As human age there are many significant changes that occur in the skin. Here we investigate how the age-dependent changes in dermal fibroblast mechanics affect cell response to the AuNPs nanoparticles. To analyze these processes we exposed cells from donors of different age groups to AuNPs of two different sizes. Our results indicate that there are significant changes in cell rigidity with age, which in turn lead to different penetration rates of AuNPs through cell membrane and overall nanoparticle toxicity. Cell proliferation results revealed that all cell groups exposed to the same concentration of AuNPs had a very similar decrease in cell proliferation and similar impact on cell morphology. However, recovery data demonstrated that the rate of recovery from the damage is much faster for neonatal cells as compared to 30- and 80-years old cell group. Therefore, we conclude that nanoparticle uptake depends on cell membrane mechanics that in turn is a function of cell donor age.   

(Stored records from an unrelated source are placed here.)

PR #182, opened 2016-09-09
Add izettle-dropwizard module

x1a0:
- [x] `CassandraSessionManaged`


izettle-dropwizard/src/main/java/com/izettle/dropwizard/cassandra/CassandraSessionManaged.java
```diff
@@ -0,0 +1,33 @@
...
+    }
+
+    @Override
+    public void start() {
+        // do nothing
+    }
+
+    @Override
+    public void stop() {
+        cluster.closeAsync();
```
jakanjakan: Closing the cluster means we don't need to close the session, right?

x1a0: Yep - http://docs.datastax.com/en/drivers/java/2.0/com/datastax/driver/core/Cluster.html#closeAsync--

jakanjakan: 👍🏻 !

PR #183, opened 2016-09-12
Register ParameterNamesModule so that @JsonCreator annotation works.

MrShish:
ParameterNamesModule enables the use of reflection when deserializing
json string. Instead of explicitly annotating with jsonparameter annoations,
you can simply use @JsonCreator annotation on the constructor.


trdarr:
👌

PR #184, opened 2016-09-16
TimeZoneId: Add fromString method

adamvoncorswant:
To easier map the standard string identifier, such as
'Stockholm/Europe', to the enum value.

ping @ssprang


izettle-java/src/test/java/com/izettle/java/TimeZoneIdTest.java
```diff
@@ -17,4 +19,11 @@ public void testGetZoneId() {
         Arrays.stream(TimeZoneId.values()).forEach(TimeZoneId::toZoneId);
     }
 
+    @Test
+    public void testFromString() {
+        for (TimeZoneId timeZoneId : TimeZoneId.values()) {
+            assertEquals(timeZoneId, TimeZoneId.fromString(timeZoneId.stringId));
```
ssprang: In the UserDTO we do `TimeZoneId().toZoneId().toString()` so shouldn't we be able to do that here too? (And keep the stringId private).

adamvoncorswant: You definitely have a point, but it turns out that both classes `TimeZone` and `ZoneId` takes freedom in changing the zone definition/name (while keeping the same offset). For example "HST" might be turned into "+10" which makes it hard to test in the above way, should we change as per your suggestion.

ssprang: I don't get it.. If we can't test using the same output that the UserDTO generates, then I won't be able to use this to parse the UserDTO in the product library..?
To clarify, we can't do?
```
assertEquals(timeZoneId, TimeZoneId.fromString(timeZoneId.toZoneId().toString()));
```

adamvoncorswant: No, we actually cannot. Reason is that the enum is based on the distinct number of available values from the `TimeZone` class. The `ZoneId` class merges some of these into the same value.

Anyway, I added all stringIds from `ZoneId` in the private map, and tweaked the comparison in the test. I think this is the way to go.

ssprang:
Ok, looks good, thanks for the assist @adamvoncorswant !

adamvoncorswant:
Thank you @ssprang !

PR #187, opened 2016-09-27
Ensure schema update is applied to all

x1a0:


renatoathaydes:
We found out while running test migrations in the authentication server that the consistency level of the session used by the schema migrator does not matter because schema changes always propagate via gossip.

@alorlea can confirm?

I think we can close this PR.

PR #188, opened 2016-10-14
Make sure use resource path as directory

x1a0:
If the passed path parameter does not container `/` at the end, it will load files start with same name in resource dir.


Sarastro72:
Good stuff.

PR #189, opened 2016-11-08
Java 8:ify ValueChecks

trdarr:


adamvoncorswant:
Nice initiative! While I really like the beautiful syntax, I wonder if it's really worth it? I mean: the library has not changed from an external users perspective (and does not support more java8:ish syntax from the outside).

Also, these homegrown tests (apologies for the unscientific performance testing here):
```java
    @Test
    public void timeAllNull() {
        Object[] objs = new Object[]{null, new Object(), new Object(), new Object(), null};
        long totNanos = 0;
        for (int j = 0; j < 20; j++) {
            Instant start = Instant.now();
            for (int i = 0; i < 1000000; i++) {
                ValueChecks.allNull(objs);
            }
            Instant end = Instant.now();
            if(j < 10) {
                //ignore the first iterations to allow warmup
                continue;
            }
            totNanos += Duration.between(start, end).toNanos();
        }
        System.out.println("allNull ms = " + totNanos/1000000);
    }

    @Test
    public void timeWhiteSpace() {
        String test = "JUlinMBwW493sGRe0wFqDXik\t80J4StmiAs9ImFi YVWm25Jj9lH";
        long totNanos = 0;
        for (int j = 0; j < 20; j++) {
            Instant start = Instant.now();
            for (int i = 0; i < 1000000; i++) {
                ValueChecks.onlyWhitespace(test);
            }
            Instant end = Instant.now();
            if(j < 10) {
                //ignore the first iterations to allow warmup
                continue;
            }
            totNanos += Duration.between(start, end).toNanos();
        }
        System.out.println("onlyWhitespace ms = " + totNanos/1000000);
    }
```
When I ran them on `master`, I got the following output:
```
onlyWhitespace ms = 30
allNull ms = 28
```
When I ran them on this branch, I got the following:
```
onlyWhitespace ms = 316
allNull ms = 527
```

It's more than 10 times slower. Normally I wouldn't be bothered by such a performance penalty, but when it's in a util lib with small atomic, almost language like functions used in tons of places, I tend to do so.

What do you think: is is worth it?

trdarr:
When you put it that way, it's probably not worth it, no. The new code reads nicer but it's not like the old code is unreadable and no one is reading this code anyway. Closing!

adamvoncorswant:
Cool. Thanks for the effort anyway :cake:

PR #191, opened 2016-11-09
Fix NullPointerException in toString

trdarr:
Fix a `NullPointerException` that I introduced in 6e46fd2 (#190). The old code used `StringBuilder#append`, which uses `String.valueOf` to translate `null` elements to "null". The new code used `Object#toString`, which obviously throws a `NullPointerException` for `null` elements.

Mechanics of Cellulose Synthase Complexes in Living Plant Cells

The polymer cellulose is one of the major components of the world's biomass with unique and fascinating characteristics such as its high tensile strength, renewability, biodegradability, and biocompatibility. Because of these distinctive aspects, cellulose has been the subject of enormous scientific and industrial interest, yet there are still fundamental open questions about cellulose biosynthesis. Cellulose is synthesized by a complex of transmembrane proteins called ``Cellulose Synthase A'' (CESA) in the plasma membrane. Studying the dynamics and kinematics of the CESA complex will help reveal the mechanism of cellulose synthesis and permit the development and validation of models of CESA motility. To understand what drives these complexes through the cell membrane, we used total internal reflection fluorescence microscopy (TIRFM) and variable angle epi-fluorescence microscopy to track individual, fluorescently-labeled CESA complexes as they move in the hypocotyl and root of living plants. A mean square displacement analysis will be applied to distinguish ballistic, diffusional, and other forms of motion. We report on the results of these tracking experiments.   

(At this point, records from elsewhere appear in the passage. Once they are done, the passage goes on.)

PR #192, opened 2016-11-11
Check sendMessageBatch result, log if there are failures.

xiaodong-izettle:
How about something like this, @calle? Thanks...

### DIFF
--- a/izettle-messaging/src/main/java/com/izettle/messaging/QueueServiceSender.java
+++ b/izettle-messaging/src/main/java/com/izettle/messaging/QueueServiceSender.java
@@ -6,8 +6,10 @@ import static com.izettle.java.ValueChecks.empty;
 
 import com.amazonaws.AmazonServiceException;
 import com.amazonaws.services.sqs.AmazonSQS;
+import com.amazonaws.services.sqs.model.BatchResultErrorEntry;
 import com.amazonaws.services.sqs.model.SendMessageBatchRequest;
 import com.amazonaws.services.sqs.model.SendMessageBatchRequestEntry;
+import com.amazonaws.services.sqs.model.SendMessageBatchResult;
 import com.amazonaws.services.sqs.model.SendMessageRequest;
 import com.amazonaws.services.sqs.model.SendMessageResult;
 import com.fasterxml.jackson.core.JsonProcessingException;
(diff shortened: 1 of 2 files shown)


calle:
Yes, this is better than silently ignoring them. Maybe add the special case of sending only a single message and throw an exception to allow the caller to handle it better?

This is what is invoked when you invoke `post(T message, String eventName)` (and done when publishing card payments from the planet to the sun.

calle:
Also some tests are failing

xiaodong-izettle:
Hehe, sure, thanks, @calle. Will look into it... 👍

xiaodong-izettle:
Ping @calle, Oskar had already added `post(T message, String eventName)` method... 

Here I just add logging for batch operations...

izettle-messaging/src/main/java/com/izettle/messaging/QueueServiceSender.java
```diff
@@ -192,7 +201,34 @@ private String wrapInSNSMessage(
 
     private void sendMessageBatch(Collection<SendMessageBatchRequestEntry> messages) {
         for (Collection<SendMessageBatchRequestEntry> batch : partition(messages, MAX_BATCH_SIZE)) {
-            amazonSQS.sendMessageBatch(new SendMessageBatchRequest(queueUrl, new ArrayList<>(batch)));
+            final SendMessageBatchResult sendMessageBatchResult =
+                amazonSQS.sendMessageBatch(new SendMessageBatchRequest(queueUrl, new ArrayList<>(batch)));
+            final List<BatchResultErrorEntry> failed = sendMessageBatchResult.getFailed();
+            if (!failed.isEmpty()) {
```
calle: Any chance of a `NullPointerException` here? Or will `getFailed` always return a valid List?

xiaodong-izettle: Hehe, thanks, @calle... 

Based on the source code, it's always a `List`... :)

calle: The best type of argument! 😄

calle:
What do you say about throwing a `MessagingException` instead? A partial failure should probably be handled in the same way as a full failure right?

xiaodong-izettle:
Yeah, I was considering that... 

Then I also consider that should we keep the behaviour the same at first, to have an impression about the failure rate first? 

I don't know, what do you say? :-)

calle:
Let's start with logging since Oskar already updated the method planet uses (single message) to throw on errors and that was the important thing to do (to notice when these publications failed).

xiaodong-izettle:
Hehe, thanks, @calle. :-)

PR #193, opened 2016-11-14
Use `sqs.sendMessage` for single message instead of `postBatch`

oskarwiksten:
* Calls `sqs.sendMessage(SendMessageRequest)` when sending a single message through `QueueServiceSender`, instead of calling `sqs.sendMessageBatch` via `postBatch`
* Reason for changing is to have better handling of errors in case a single message fails.

Ping @xiaodong-izettle , how about this for solving the same issue that #192 intends to solve?


xiaodong-izettle:
Hehe, sure, thanks for fixing this... But IMHO, #192 is still needed, for batch posting messages... The client should at least have some information about whether the batch fails (or partially fails) or not, yes? :-)

PR #194, opened 2016-11-21
Bugfix: Specify `queueURL` when sending single sqs message

oskarwiksten:
* Specify the destination queue url when sending a single message through `MessagePublisher::post`.
* If not specifying the `queueUrl`, an exception of type `com.amazonaws.services.sqs.model.QueueDoesNotExistException` will be thrown when this is called.
* Bugfix for #193 .

Ping @xiaodong-izettle


xiaodong-izettle:
Sure, will merge after TC is OK... 👍

PR #352, opened 2015-09-16
ensure only US ISO 8601 timestamps

graingert:


graingert:
> 
    z - [short form] specific non-location
        falling back to localized GMT
    zzzz - [long form] specific non-location
        falling back to localized GMT
    Z - RFC 822 (no fallback necessary)
    ZZZZ - Localized GMT (no fallback necessary)
    ZZZZZ - ISO 8601 (no fallback necessary)
    V - specific non-location
        falling back to localized GMT
From http://www.unicode.org/reports/tr35/tr35-25.html#Time_Zone_Fallback

f2prateek:
I think the extended version is unnecessary, plus our servers will automatically revert to the basic one when they parse the timestamps, so this won't make a difference.

PR #367, opened 2015-10-04
updating Amplitude SDK to v2.1.0

djih:
A bug fix and added support for user property operations: https://github.com/amplitude/Amplitude-Android/releases/tag/v2.1.0.

The underlying implementation for setUserProperties now uses our identify api, but the Segment Identify call should still work as intended.

### DIFF
--- a/analytics-integrations/amplitude/build.gradle
+++ b/analytics-integrations/amplitude/build.gradle
@@ -1,5 +1,5 @@
 apply from: rootProject.file('gradle/integration.gradle')
 
 dependencies {
-  compile 'com.amplitude:android-sdk:2.0.4'
+  compile 'com.amplitude:android-sdk:2.1.0'
 }


f2prateek:
@djih should we also switch our integration to directly use the identify API? Are there any advantages/disadvantages?

djih:
@f2prateek: our identify api is simply just [allowing these user property operations](https://github.com/amplitude/Amplitude-Android/tree/v2.1.0#user-property-operations). The idea is any changes to user properties are declared via our Identify object. You can set individual properties, or add, unset, setOnce, etc.

Segment's Identify is setting a bunch of user properties at once. It's fine to just call our setUserProperties, as it will iterate through all the key:value pairs, and [set them on a new Identify object](https://github.com/amplitude/Amplitude-Android/blob/v2.1.0/src/com/amplitude/api/AmplitudeClient.java#L628-L638). It's perfectly fine for you guys to keep using setUserProperties. If you were to use our identify API directly, then you would have to do something similar (iterate through all the key/values, and set them on an identify object).

It doesn't seem like your API takes advantage of operations like setOnce, unset, and add. That's the only downside I guess.

djih:
@f2prateek : forgot to mention, my above comment applies to our JS integration as well (I just created a PR for that update as well). I am still working on the iOS version of identify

Electronic measurements in an alternating magnetic field (AMF) for studying magnetic nanoparticle hyperthermia

Magnetic nanoparticle hyperthermia is a promising cancer treatment in which magnetic nanoparticles are injected into a tumor and then exposed to an alternating magnetic field (AMF). This process releases heat and damages tumor cells, but the exact mechanisms behind the effectiveness of this therapy are still unclear. Accurate sensors are required to monitor the temperature and, potentially, other parameters such as magnetic field or mechanical stress during clinical therapy or lab research. Often, optical rather than electronic temperature sensors are used to avoid eddy current self-heating in conducting parts in the AMF. However, eddy current heating is strongly dependent on the size and geometry of the conducting part, thus micro- and nano-scale electronics are a promising possibility for further exploration into magnetic nanoparticle hyperthermia. This presentation quantitatively discusses the eddy current self-heating of thin wires (thermocouples) and will also present a proof of concept thin film resistive thermometer and magnetic field sensor along with measurements of their eddy current self-heating. The results show that electronic measurements are feasible in an AMF with both thin wires and patterned thin film sensors under certain conditions.   

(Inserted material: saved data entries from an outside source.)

PR #388, opened 2015-11-05
Changed Localytics LogLevel Trigger

chrisjenx:
Localytics internal logging outputs at verbose level. It makes sense for us to do the same from Segment to trigger that. Seen as Localytics is really verbose this probably favours most implementations too.

### DIFF
--- a/analytics-integrations/localytics/src/main/java/com/segment/analytics/internal/integrations/LocalyticsIntegration.java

Non-invasive measurement of the blood pressure pulse using multiple PPGs

Heart disease, the leading cause of death in the US, may be spotted early on by looking at photoplethysmogram (PPG) data. This experiment explores a new method of continuously monitoring the blood pressure pulse with PPG data. In contrast to the traditional sphygmomanometer (cuff) method, which yields only the systolic and diastolic pressure during measurement, this method tracks the blood pressure pulse wave in a non-invasive continuous manner. This procedure allows for fast, inexpensive, and detailed analysis of the patient's blood pressure implementable on a large scale. We also explore the second derivative of the PPG data. In combination with the above method, the patient's heart risk can be effectively detected.